At present, whether the nephrotic syndrome model is successfully copied or not is judged mainly according to 24 h urine protein quantification, kidney histopathological examination and serum biochemical indexes. Mechanism-related examination indexes such as serum SOD and MDA levels, renal tissue inflammatory factor levels, fibrosis factor levels, renal podocyte structural protein expression levels and the like are also detected by a large number of researchers.

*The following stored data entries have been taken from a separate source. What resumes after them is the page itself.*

PR #11, opened 2019-05-10
Recursive directory watcher

ostromart:
I haven't seen a simple one with debounce so this is a quick implementation.


rcernich:
Where would this be used?

ostromart:
The plan was to use this to trigger reconciliation if the chart path changes or new charts appear. But this functionality is a ways off so let me withdraw this review for now.

PR #14, opened 2019-05-13
Flesh out basic helm-based reconciler

rcernich:


pkg/controller/istiocontrolplane/inputs.go
```diff
@@ -0,0 +1,91 @@
...
+	"istio/charts/galley",
+	"istio/charts/prometheus",
+	"istio/charts/mixer",
+	"istio/charts/pilot",
+	"istio/charts/gateways",
+	"istio/charts/sidecarInjectorWebhook",
+	"istio/charts/grafana",
+	"istio/charts/tracing",
+	"istio/charts/kiali",
+}
```
ostromart: We should be using istio/installer charts here, these ones are deprecated.

pkg/controller/istiocontrolplane/inputs.go
```diff
@@ -0,0 +1,91 @@
...
+// IstioRenderingInput is a RenderingInput specific to an IstioControlPlane instance.
+type IstioRenderingInput struct {
+	instance *v1alpha1.IstioControlPlane
+}
+
+var _ helmreconciler.RenderingInput = &IstioRenderingInput{}
+
+// NewRenderingInput creates a new IstioRenderiongInput for the specified instance.
+func (f *IstioInputFactory) NewRenderingInput(instance runtime.Object) (helmreconciler.RenderingInput, error) {
+	istioControlPlane, ok := instance.(*v1alpha1.IstioControlPlane)
```
ostromart: NewFoo functions should generally avoid errors if possible. You can avoid it by taking IstioControlPlane as input here.

pkg/controller/istiocontrolplane/inputs.go
```diff
@@ -0,0 +1,91 @@
...
+
+// GetChartPath returns the absolute path locating the charts to be rendered.
+func (i *IstioRenderingInput) GetChartPath() string {
+	path := i.instance.Spec.ChartPath
+	if len(path) == 0 {
+		return filepath.Join(controllerConfiguration.BaseChartPath, controllerConfiguration.DefaultChartPath)
+	} else if filepath.IsAbs(path) {
+		return i.instance.Spec.ChartPath
+	}
+	return filepath.Join(controllerConfiguration.BaseChartPath, path)
```
ostromart: Seems like it might be better to bind the path value when you create the renderer, or even the input to it. That way you don't need to do work every time to get the path. Also, IstioRenderingInput should probably not concern itself with logic about how the path is constructed.

pkg/controller/istiocontrolplane/inputs.go
```diff
@@ -0,0 +1,91 @@
...
+}
+
+// GetTargetNamespace returns the namespace within which rendered namespaced resources should be generated
+// (i.e. Release.Namespace)
+func (i *IstioRenderingInput) GetTargetNamespace() string {
+	return i.instance.Namespace
+}
+
+// GetProcessingOrder returns the order in which the rendered charts should be processed.
+func (i *IstioRenderingInput) GetProcessingOrder(manifests map[string][]manifest.Manifest) ([]string, error) {
```
ostromart: map[string][]manifest.Manifest seems worthy of its own type if it gets passed around much.

pkg/controller/istiocontrolplane/istiocontrolplane_controller.go
```diff
@@ -35,7 +36,14 @@ func Add(mgr manager.Manager) error {
 
 // newReconciler returns a new reconcile.Reconciler
 func newReconciler(mgr manager.Manager) reconcile.Reconciler {
-	return &ReconcileIstioControlPlane{client: mgr.GetClient(), scheme: mgr.GetScheme()}
+	factory := &helmreconciler.Factory{
+		CustomizerFactory: &helmreconciler.CustomizerFactory{
+			InputFactory:    &IstioInputFactory{},
+			MarkingsFactory: &IstioMarkingsFactory{},
+			ListenerFactory: &IstioListenerFactory{},
+		},
```
ostromart: The factory terminology here is a bit confusing. Why do we need to pass in factories?

pkg/controller/istiocontrolplane/listeners.go
```diff
@@ -0,0 +1,264 @@
...
+
+// IstioRenderingListener is a RenderingListener specific to IstioControlPlane resources
+type IstioRenderingListener struct {
+	*helmreconciler.CompositeRenderingListener
+}
+
+// NewRenderingListener returns a new IstioRenderingListener, which is a composite that includes IstioStatusUpdater
+// and IstioChartCustomizerListener.
+func (f *IstioListenerFactory) NewRenderingListener(instance runtime.Object) (helmreconciler.RenderingListener, error) {
+	if istioControlPlane, ok := instance.(*v1alpha1.IstioControlPlane); ok {
```
ostromart: As above, recommend requiring the caller to pass in *v1alpha1.IstioControlPlane

pkg/controller/istiocontrolplane/listeners.go
```diff
@@ -0,0 +1,264 @@
...
+// IstioStatusUpdater is a RenderingListener that updates the status field on the IstioControlPlane
+// instance based on the results of the Reconcile operation.
+type IstioStatusUpdater struct {
+	*helmreconciler.DefaultRenderingListener
+	instance   *v1alpha1.IstioControlPlane
+	reconciler *helmreconciler.HelmReconciler
+}
+
+var _ helmreconciler.RenderingListener = &IstioStatusUpdater{}
+var _ helmreconciler.ReconcilerListener = &IstioStatusUpdater{}
```
ostromart: What's the purpose of these?

pkg/controller/istiocontrolplane/listeners.go
```diff
@@ -0,0 +1,264 @@
...
+		DefaultRenderingListener: &helmreconciler.DefaultRenderingListener{},
+		instance:                 instance,
+	}
+}
+
+// EndReconcile updates the status field on the IstioControlPlane instance based on the resulting err parameter.
+func (u *IstioStatusUpdater) EndReconcile(_ runtime.Object, err error) error {
+	status := u.instance.Status
+	if err == nil {
+		if condition := status.GetCondition(v1alpha1.ConditionTypeInstalled); condition.Status != v1alpha1.ConditionStatusTrue {
```
ostromart: This could be greatly simplified if we move to a simpler enum based state machine.

pkg/controller/istiocontrolplane/listeners.go
```diff
@@ -0,0 +1,264 @@
...
+		}
+		logger.Error(err, "unexpected error occurred waiting for deployment to become ready", gvk.Kind, name)
+		return false, err
+	})
+	if err != nil {
+		logger.Error(nil, "deployment failed to become ready in a timely manner", gvk.Kind, name)
+	}
+}
+
+// KialiChartCustomizer is a ChartCustomizer for the kiali chart
```
ostromart: This should probably be in a separate file.

pkg/controller/istiocontrolplane/markings.go
```diff
@@ -0,0 +1,107 @@
...
+	// OwnerGroupKey represents the group of the owner to which the resource relates
+	OwnerGroupKey = MetadataNamespace + "/owner-group"
+
+	// OwnerGenerationKey represents the generation to which the resource was last reconciled
+	OwnerGenerationKey = MetadataNamespace + "/owner-generation"
+)
+
+var (
+	// XXX: move this into a ConfigMap so users can override things if they add new types in customized charts
+	// ordered by which types should be deleted, first to last
```
ostromart: Seems like an overkill to allow users to add types through ConfigMap. If they go to such lengths, they probably forked Istio and should fork the operator too.

pkg/controller/istiocontrolplane/markings.go
```diff
@@ -0,0 +1,107 @@
...
+	namespacedResources = []schema.GroupVersionKind{
+		{Group: "autoscaling", Version: "v2beta1", Kind: "HorizontalPodAutoscaler"},
+		{Group: "policy", Version: "v1beta1", Kind: "PodDisruptionBudget"},
+		{Group: "route.openshift.io", Version: "v1", Kind: "Route"},
+		{Group: "apps.openshift.io", Version: "v1", Kind: "DeploymentConfig"},
```
ostromart: Let's stick to istio APIs - external APIs should be plugins.

pkg/controller/istiocontrolplane/markings.go
```diff
@@ -0,0 +1,107 @@
...
+		{Group: "networking.istio.io", Version: "v1alpha3", Kind: "Gateway"},
+		{Group: "networking.istio.io", Version: "v1alpha3", Kind: "VirtualService"},
+	}
+
+	// ordered by which types should be deleted, first to last
+	nonNamespacedResources = []schema.GroupVersionKind{
+		{Group: "admissionregistration.k8s.io", Version: "v1beta1", Kind: "MutatingWebhookConfiguration"},
+		{Group: "admissionregistration.k8s.io", Version: "v1beta1", Kind: "ValidatingWebhookConfiguration"},
+		{Group: "certmanager.k8s.io", Version: "v1alpha1", Kind: "ClusterIssuer"},
+		{Group: "oauth.openshift.io", Version: "v1", Kind: "OAuthClient"},
```
ostromart: Ditto.

pkg/controller/common/util.go
```diff
@@ -0,0 +1,117 @@
...
+		// XXX: panic?
+		return
+	}
+	if labels == nil {
+		labels = map[string]string{}
+	}
+	labels[label] = value
+	_ = accessor.SetLabels(resource, labels)
+}
+
```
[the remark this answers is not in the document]
rcernich: agreed, but i was copying this stuff everywhere, so i moved it out to a helper.  this guy probably should return an error if it's not an object.

pkg/controller/istiocontrolplane/inputs.go
rcernich: at this point, i'd like to leave that as a future task, as what i have working in maistra is based on the charts in istio/istio.

pkg/controller/istiocontrolplane/inputs.go
rcernich: agreed, although it's only called once.

as for it being part of the rendering input, it is part of the input for rendering, so i would argue the logic belongs here.  that said, i could see logic being part of args.go, as that is what's driving the logic.  either way, i don't really care.  i'll move it to args.go.

pkg/controller/istiocontrolplane/inputs.go
rcernich: good idea.

pkg/controller/istiocontrolplane/istiocontrolplane_controller.go
rcernich: yes, i suppose this could be a single factory with three methods.  i started out by defining the interfaces for input, markings, and hooks (which became a listener/callback interface) and kept the separation through the factories.  i'll look at consolidating these into a single factory interface.

pkg/controller/istiocontrolplane/listeners.go
rcernich: maybe this is possible after consolidating the factory interfaces into one.  that said, the helmreconciler bit is intended to be completely generic (hence my comment above about templates/generics).

pkg/controller/istiocontrolplane/listeners.go
rcernich: this is simple type checking, although their worth is suspect since DefaultRenderingListener implements those interfaces already.  (they provide a compile error if the interface changes.)

pkg/controller/istiocontrolplane/listeners.go
rcernich: fine with me.  i can look into that.

pkg/controller/istiocontrolplane/listeners.go
rcernich: yeah, they can be split up, but right now, there's not really any customization besides the status field.  these wait functions could be generic.  i don't have an opinion one way or the other.

pkg/controller/istiocontrolplane/markings.go
rcernich: yeah, i don't know.  this is really just for the pruning logic and there's probably not much else that could be added anyway.  i'll delete the comment.  thanks for the feedback.

pkg/controller/istiocontrolplane/markings.go
rcernich: whoops, good catch.  i thought i pruned out all the openshift specific types.

pkg/apis/istio/v1alpha1/istiocontrolplane_types.go
```diff
@@ -44,6 +60,115 @@ type IstioControlPlaneList struct {
...
+const (
+	// ConditionReasonInstallSuccessful ...
+	ConditionReasonInstallSuccessful ConditionReason = "InstallSuccessful"
+	// ConditionReasonInstallError ...
+	ConditionReasonInstallError ConditionReason = "InstallError"
+	// ConditionReasonReconcileSuccessful ...
+	ConditionReasonReconcileSuccessful ConditionReason = "ReconcileSuccessful"
+	// ConditionReasonReconcileError ...
+	ConditionReasonReconcileError ConditionReason = "ReconcileError"
+)
```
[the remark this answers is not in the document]
rcernich: i was trying to follow the pattern used by other types, e.g. appsv1.Deployment.Status.Conditions.

while a simple status value would be...simple, i think there's value into having conditions.  by having separate conditions for installation and reconciliation, one can determine whether the initial installation failed or if there was a failure processing later updates.  i think this would be useful information to have, especially because processing updates to the CR could be problematic.  do you mind if we leave it for now?

pkg/helmreconciler/listeners.go
```diff
@@ -0,0 +1,472 @@
...
+	"k8s.io/apimachinery/pkg/api/meta"
+	metav1 "k8s.io/apimachinery/pkg/apis/meta/v1"
+	"k8s.io/apimachinery/pkg/runtime"
+	utilerrors "k8s.io/apimachinery/pkg/util/errors"
+	"k8s.io/helm/pkg/manifest"
+
+	"istio.io/operator/pkg/controller/common"
+)
+
+// CompositeRenderingListener is an implementation of RenderingListener which is composed of an array of listeners.
```
ostromart: better to separate these out into files.

pkg/helmreconciler/listeners.go
```diff
@@ -0,0 +1,472 @@
...
+// All methods are delegated to each element in the Listeners array.  For completion events (e.g. EndResource()), the
+// delegates are invoked last to first.
+type CompositeRenderingListener struct {
+	// Listeners represents a list of Listeners to which this object will delegate calls.
+	Listeners []RenderingListener
+}
+
+var _ RenderingListener = &CompositeRenderingListener{}
+var _ ReconcilerListener = &CompositeRenderingListener{}
```
ostromart: remove

pkg/helmreconciler/listeners.go
```diff
@@ -0,0 +1,472 @@
...
+		}
+	}
+	return utilerrors.NewAggregate(allErrors)
+}
+
+// ResourceError delegates ResourceError to the Listeners in first to last order.
+func (l *CompositeRenderingListener) ResourceError(obj runtime.Object, err error) error {
+	// reverse order for completions
+	allErrors := make([]error, 0, len(l.Listeners))
+	for index := len(l.Listeners) - 1; index > -1; index-- {
```
ostromart: for l, idx := range l.Listeners
here and elsewhere

pkg/helmreconciler/listeners.go
```diff
@@ -0,0 +1,472 @@
...
+			allErrors = append(allErrors, listenerErr)
+		}
+	}
+	return utilerrors.NewAggregate(allErrors)
+}
+
+// EndResource delegates EndResource to the Listeners in last to first order.
+func (l *CompositeRenderingListener) EndResource(obj runtime.Object) error {
+	// reverse order for completions
+	allErrors := make([]error, 0, len(l.Listeners))
```
ostromart: you don't have to make slices for appending (you can append to nil slice).
use var errs []error here instead.

pkg/helmreconciler/patching.go
```diff
@@ -0,0 +1,158 @@
...
+	"sigs.k8s.io/controller-runtime/pkg/client"
+)
+
+// CreatePatch creates a patch based on the current and updated versions of an object
+func (h *HelmReconciler) CreatePatch(current, updated runtime.Object) (Patch, error) {
+	var retVal Patch
+	patch := &basicPatch{client: h.client}
+	currentAccessor, err := meta.Accessor(current)
+	if err != nil {
+		return nil, errors.Wrap(err, fmt.Sprintf("cannot create object accessor for current object:\n%v", current))
```
ostromart: any reason not to just use return nil, fmt.Errorf(), here and elsewhere?

pkg/controller/common/util.go
```diff
@@ -0,0 +1,108 @@
...
+	}
+	_, ok := annotations[annotation]
+	return ok
+}
+
+// DeleteAnnotation is a helper function which deletes the specified annotation from the specified object.
+func DeleteAnnotation(resource runtime.Object, annotation string) {
+	annotations, err := meta.NewAccessor().Annotations(resource)
+	if err != nil {
+		return
```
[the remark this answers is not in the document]
rcernich: If there are no annotations, e.g. because the object doesn't support them, who cares.  The object has no annotations, so nothing to delete; no different than the case where the annotation doesn't exist.

pkg/controller/common/util.go
```diff
@@ -0,0 +1,108 @@
...
+	}
+	if annotations == nil {
+		return
+	}
+	delete(annotations, annotation)
+	_ = meta.NewAccessor().SetAnnotations(resource, annotations)
```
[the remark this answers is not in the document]
rcernich: That's why I added that, so it would clear the linter check in CI.  We know it won't err, because we've already succeeded with GetAnnotations().  That said, let me change the code so that i preserve the accessor, that way, method signature we're calling doesn't return an error type.

pkg/controller/common/util.go
```diff
@@ -0,0 +1,108 @@
...
+}
+
+// GetAnnotation is a helper function which returns the value of the specified annotation on the specified object.
+// returns ok=false if the annotation was not found on the object.
+func GetAnnotation(resource runtime.Object, annotation string) (value string, ok bool) {
+	annotations, err := meta.NewAccessor().Annotations(resource)
+	if err != nil {
+		return
```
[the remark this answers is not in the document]
rcernich: if the object doesn't have annotations, there's nothing to return.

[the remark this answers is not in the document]
rcernich: Also, by default, this will return, "", false.  I don't think an error is useful here and it clutters the api.

pkg/helmreconciler/listeners.go
rcernich: are you suggesting each type be separated out into individual files?

pkg/helmreconciler/listeners.go
rcernich: Those provide type checking, ensuring that CompositeRenderingListener properly implements those interfaces.

pkg/helmreconciler/listeners.go
rcernich: this is reverse order iteration.

pkg/helmreconciler/listeners.go
rcernich: This simply prevents resizing the slice.  At most, there will be len(l.Listeners) errors, so we presize the slice to avoid allocating memory during append.

pkg/helmreconciler/patching.go
rcernich: I wanted to collect the upstream error, which is often useful for debugging and support.

pkg/apis/istio/v1alpha1/istiocontrolplane_types.go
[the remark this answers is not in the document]
rcernich: we can address this in a future pr

pkg/controller/common/util.go
```diff
@@ -0,0 +1,117 @@
...
+func IndexOf(l []string, s string) int {
+	for i, elem := range l {
+		if elem == s {
+			return i
+		}
+	}
+	return -1
+}
+
+var accessor = meta.NewAccessor()
```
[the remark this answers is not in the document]
rcernich: this has been removed.

pkg/controller/istiocontrolplane/listeners.go
rcernich: this can be done in a future pr.

pkg/controller/istiocontrolplane/markings.go
rcernich: removed.

pkg/controller/istiocontrolplane/markings.go
rcernich: resolved.

pkg/controller/istiocontrolplane/markings.go
rcernich: removed.

pkg/controller/common/util.go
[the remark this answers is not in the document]
rcernich: added comments, which hopefully clarify why there's no need to propagate errors for get/has/delete.

pkg/controller/common/util.go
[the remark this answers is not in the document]
rcernich: modified the way this is implemented to avoid `_ =`

pkg/helmreconciler/interfaces.go
```diff
@@ -0,0 +1,185 @@
...
+	// Input returns the RenderingInput that should be used to rendering the charts.
+	Input() RenderingInput
+	// PruningDetails returns the details required to support pruning of obsolete resources.
+	PruningDetails() PruningDetails
+	// Listener returns the RenderingListener that should handle the rendering callbacks.
+	Listener() RenderingListener
+}
+
+type RenderingCustomizerFactory interface {
+	// NewCustomizer returns a new RenderingCustomizer for the specified object.
```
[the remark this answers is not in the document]
rcernich: So customizations can be injected per instance being reconciled.  We new up a HelmReconciler for every instance coming through the Reconcile() callback.  This is primarily to encapsulate all state associated with the reconciliation of a specific object.

pkg/helmreconciler/interfaces.go
```diff
@@ -0,0 +1,185 @@
...
+	NewCustomizer(obj runtime.Object) (RenderingCustomizer, error)
+}
+
+// PruningDetails define the labels and annotations used to mark resources managed by the operator, as well as the
```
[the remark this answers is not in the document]
rcernich: Yeah, I don't know if that's any better.  What really throws the naming off is the inclusion of `ResourceTypes`.  I thought `Markings` worked great for the labels/annotations, but ... ResourceTypes, which specifically applies to the pruning logic (well it all does really, as we use the labels and annotations to list specific types of resources for pruning).

pkg/helmreconciler/listeners.go
```diff
@@ -0,0 +1,472 @@
...
+	l.reconciler.logger = l.reconciler.logger.WithValues("chart", chart)
+	l.reconciler.logger.V(l.Level).Info("begin updating resources for chart")
+	return manifests, nil
+}
+
+// BeginResource logs the event and updates the logger to log with values resource=name, kind=kind, apiVersion=api-version
+func (l *LoggingRenderingListener) BeginResource(obj runtime.Object) (runtime.Object, error) {
+	l.loggerStack = append(l.loggerStack, l.reconciler.logger)
+	accessor := meta.NewAccessor()
+	kind, _ := accessor.Kind(obj)
```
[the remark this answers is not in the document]
rcernich: This is just setting up the logger for the call with value pairs.  If this errors, it should not result in an error for the install.  This is why the error is ignored.  It doesn't make sense to return an error if it doesn't result in an error that should be handled.  That is unless you think reconciliation should fail because we couldn't add metadata to the log entries?  That's a different discussion.

pkg/helmreconciler/listeners.go
rcernich: this can be done in a subsequent pr, if necessary.

rcernich:
This is ready to be merged.  Any subsequent feedback/discussion should be done through an issue or follow-on PR.

pkg/helmreconciler/listeners.go
ostromart: If it doesn't implement it then you won't be able to pass it through an interface during compile time. If you don't pass it through an interface, then you don't need the interface definition (YAGNI). 
I looked through the k8s codebase and the only reason I can see for having these is where an implementation is provided/generated which is not used in the same compilation unit. That's not the case here so all this is doing is adding dead code and making things less readable. 
But I may be misunderstanding/misreading so I'm totally open to soliciting outside opinions on this.

pkg/helmreconciler/listeners.go
ostromart: But what if you have no errors at all (most common case)? Then you end up allocating and freeing memory every time unnecessarily.

pkg/helmreconciler/listeners.go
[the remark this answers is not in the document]
ostromart: Keep in mind that one of the goals is for other developers to be able to easily reason about the code. What you just explained above is not obvious from reading the code and leads to unnecessary head scratching for future contributors. If you have to spend a paragraph explaining why an error is ok to ignore, isn't it easier just to handle it?

pkg/apis/istio/v1alpha1/istiocontrolplane_types.go
```diff
@@ -21,6 +32,11 @@ type IstioControlPlaneStatus struct {
 	// INSERT ADDITIONAL STATUS FIELD - define observed state of cluster
 	// Important: Run "operator-sdk generate k8s" to regenerate code after modifying this file
 	// Add custom validation using kubebuilder tags: https://book.kubebuilder.io/beyond_basics/generating_crd.html
+
+	// ObservedGeneration represents the last generation processed by the controller.  This is used to short-circuit reconcilations.
+	ObservedGeneration int64 `json:"observedGeneration,omitempty"`
+	// Conditions represent the condition of the control plane
+	Conditions []Condition `json:"conditions,omitempty"`
```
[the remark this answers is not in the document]
rcernich: I thought we agreed to defer this to a follow on PR.

pkg/helmreconciler/listeners.go
rcernich: A fair point, although I don't see why you didn't mention this in the first place.  Still, this shouldn't be holding up the PR.

rcernich:
Rebased again and ready for merging.

rcernich:
Bump.  Can we get this merged now?

pkg/helmreconciler/listeners.go
ostromart: I didn't mention it because I didn't look at the behavior in detail till you explained why you were pre-sizing. 
You really want to check this in rather than just fix it?

pkg/apis/istio/v1alpha1/istiocontrolplane_types.go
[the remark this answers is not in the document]
ostromart: I made this comment 11 days ago and 8 days ago you commented "I propose we defer this to a follow on pr". I don't think I explicitly agreed at that time but sure, we can defer it.

pkg/controller/istiocontrolplane/listeners.go
```diff
@@ -0,0 +1,256 @@
...
+		logger.Error(err, fmt.Sprintf("could not get object accessor for %s", gvk.Kind))
+		return
+	}
+	name := objectAccessor.GetName()
+	namespace := objectAccessor.GetNamespace()
+	deployment := &unstructured.Unstructured{}
+	deployment.SetGroupVersionKind(gvk)
+	// wait for deployment replicas >= 1
+	logger.Info("waiting for deployment to become ready", gvk.Kind, name)
+	err = wait.ExponentialBackoff(wait.Backoff{Duration: 6 * time.Second, Steps: 10, Factor: 1.1}, func() (bool, error) {
```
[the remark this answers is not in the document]
ostromart: ping

pkg/helmreconciler/listeners.go
ostromart: Please don't resolve conversations that are not resolved. If we agree to disagree that's one thing and the path forward for that is for a TL to step in to decide.

ostromart:
There are still outstanding issues before this can be merged:
1. move hard coded consts
2. fix slice pre-allocation
3. respond to my comment about unneeded interface compilation checks

rcernich:
Hey @ostromart,

1.  consts have been moved to a `const` block.
2. I don't think the preallocation is a problem that needs to be fixed.  I think it's a best practice.  (Although, given that this is not performance sensitive, probably overkill.)
3. I believe the interface checks are required, as they serve a variety of purposes:
   1. They validate that the type actually implements the interface, without having to use it.
   2. If the type is used in a switch or dynamic type cast, there is no way to verify that it implements the interface without these statements.
   3. Because these statements are immediately following the type definition, they help document the interfaces implemented by the type, which improves readability (as go has no `implements` clause).

HTH

ostromart:
Hey Rob, I had a chat with a couple of very experienced Go programmers regarding 3. They agree that this construct serves no purpose except in the context of a library, which this code isn't. However, they recall having a similar debate years ago (with someone who was more used to Java) and they decided to agree to let the code in just for the sake on moving on. So I'll follow their example, but these constructs are completely redundant and therefore just reduce readability:
i. this only happens in a library
ii. in order for this to happen you'd have to create an interface type in a function and then try to cast it to the type which doesn't make sense. the moment you pass the interface implementation through a function call, it is checked by the compiler. 
iii. go has a great documentation system and the generally accepted way to document that something implements an interface is to put that in the comment. 
If you don't believe me, I don't have any problem with you posting this discussion to golang-nuts to convince yourself. 
That leaves 2 and I disagree that this is best practice and is rather a logic error. What you are doing is always preallocating a slice of a certain size in a situation where the common case is that the slice size should be zero (and in almost all other cases will be smaller than your preallocated slice size). There are valid scenarios where preallocating slices makes sense but this is not such a case. Preallocating is to increase efficiency - here you're actually reducing efficiency.
Please correct that case and I'm otherwise ok to approve.

rcernich:
Removed the array allocation.

Here's an example where not asserting the interface type breaks down, per 3.ii. in my earlier comment:

https://github.com/istio/operator/pull/14/files#diff-5908b9bed8a59172195218904b0c996eR42

Note that this would result in a silent failure that may be difficult to track down (why isn't my callback being invoked?  Whoops, I fat fingered the method declaration).

Anyway, as you said, we'll have to agree to disagree on this one.

ostromart:
The code you pointed me to actually looks wrong - what you have there is two parallel level interfaces that have nothing to do with each other in the Go structural sense (Rendering and ReconcilerListener are two separate interfaces with no common base interface). Inside of CompositeRenderingListener you have a member RenderingListener that in a function you are casting to a ReconcilerListener. What you should be doing (if I understand your intent correctly) is to create a common base interface (say Listener) and inheriting that into both interfaces. CompositeRenderingListener should have a slice of Listener. And inside of its functions you should not be downcasting to a particular type of listener - doing so indicates an interface design problem. 
I'm happy to give more of this type of high level review feedback, but please make the reviews smaller and include design docs for anything that involves interface design.

rcernich:
I would say the naming is confusing then.  RenderingListener handles callbacks during rendering, while ReconcilerListener allows objects to accept the current HelmReconciler.

Regarding the interface design, I spent over two hours on a call with you going over the design in great detail.  I thought we were okay after that call, with a few minor tweaks, but I guess I was mistaken.

That said, thanks for merging this.

ostromart:
It's not about naming being confusing. You have two interfaces A and B that have no common parent and you have a type C that has a slice of A that is cast to B in one of the functions. That's not how interfaces are used in Go. The correct way would be create a parent Z which A and B inherit and C only uses the interface defined in Z if it needs to store A and Bs in a slice of Z's. 
Design docs are not just for me but for future contributors trying to understand the code. If there was a design doc we'd probably spend less time going over it live, although that was a good walkthrough and I found it very helpful.

PR #23, opened 2019-05-25
Add local codecov check script

richardwxn:
Forked from codecov scripts from istio repo and did some minor changes. Currently there is no test available so the report generated would still be empty.


ostromart:
Thanks for looking into this - I suggest doing this in two steps: copy the files without modification and add any changes in a followup PR. There's code in the repo so you should get some results now.

richardwxn:
> Thanks for looking into this - I suggest doing this in two steps: copy the files without modification and add any changes in a followup PR. There's code in the repo so you should get some results now.

yes, now we are able to get some results already. Actually I already exclude some changes from this PR, so it only contains necessary change such as path, filenames etc.

ostromart:
sg. would you mind splitting this up into two PR's? first would be just to copy scripts unmodified from istio. second would be to patch in any changes. this will create a record of any changes we've had to make.

richardwxn:
> sg. would you mind splitting this up into two PR's? first would be just to copy scripts unmodified from istio. second would be to patch in any changes. this will create a record of any changes we've had to make.

create another PR to just copy scripts unmodified #32

go.mod
```diff
@@ -13,6 +13,7 @@ require (
 	github.com/imdario/mergo v0.3.7 // indirect
 	github.com/jstemmer/go-junit-report v0.0.0-20190106144839-af01ea7f8024 // indirect
 	github.com/kr/pretty v0.1.0
+	github.com/jstemmer/go-junit-report v0.0.0-20190106144839-af01ea7f8024 // indirect
```
ostromart: remove

go.sum
```diff
@@ -263,6 +263,8 @@ github.com/wadey/gocovmerge v0.0.0-20160331181800-b5bfa59ec0ad h1:W0LEBv82YCGEtc
 github.com/wadey/gocovmerge v0.0.0-20160331181800-b5bfa59ec0ad/go.mod h1:Hy8o65+MXnS6EwGElrSRjUzQDLXreJlzYLlWiHtt8hM=
 github.com/ugorji/go/codec v0.0.0-20181204163529-d75b2dcb6bc8/go.mod h1:VFNgLljTbGfSG7qAOspJ7OScBnGdDN/yBr0sguwnwf0=
 github.com/xordataexchange/crypt v0.0.3-0.20170626215501-b2862e3d0a77/go.mod h1:aYKd//L2LvnjZzWKhF00oedf4jCCReLcmhLdhm1A27Q=
+github.com/wadey/gocovmerge v0.0.0-20160331181800-b5bfa59ec0ad h1:W0LEBv82YCGEtcmPA3uNZBI33/qF//HAAs3MawDjRa0=
+github.com/wadey/gocovmerge v0.0.0-20160331181800-b5bfa59ec0ad/go.mod h1:Hy8o65+MXnS6EwGElrSRjUzQDLXreJlzYLlWiHtt8hM=
```
ostromart: duplicated?

scripts/codecov.sh
```diff
@@ -35,22 +35,14 @@ GO_TOP=$(cd "$(dirname "$0")"/../../../..; pwd)
 
 export GOPATH=${GOPATH:-$GO_TOP}
 
-if [ "${1:-}" != "" ]; then
+if [[ "${1:-}" != "" ]]; then
```
ostromart: should this be fixed also in istio/istio? 
that's what happens when you touch something ;-)

richardwxn: thanks for reminder, I would fix related problems in istio/istio

go.mod
richardwxn: done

However, the evaluation of nephrotic syndrome model still has shortcomings in long-term experimental studies. (1) Subjectivity: the direct observation indexes of the renal tissue morphology comprise glomerular structure state, whether swelling exists in renal tubules and renal mesenchymes, whether a large number of protein tube types and hyaline tube types exist and the like, and the evaluation method adopts subjective artificial evaluation and has great subjectivity and uncertainty. (2) One-sided property: the evaluation model of the nephrotic syndrome related regulatory factor has certain one-sidedness, can only reflect individual biochemical functions and the state of organs/tissues, and lacks the overall systematic evaluation standard. (3) The specificity is poor: almost all kidney diseases including nephrotic syndrome, nephritis, renal failure, etc. have been changed in both Blood Urea Nitrogen (BUN) and creatinine (Scr) indexes, and thus have no specificity.
Disclosure of Invention
The invention provides a lipid biomarker for detecting a nephrotic syndrome rat model and application thereof, aiming at solving the technical problems of low accuracy and poor specificity of the existing evaluation method for evaluating the nephrotic syndrome rat model of a medicament.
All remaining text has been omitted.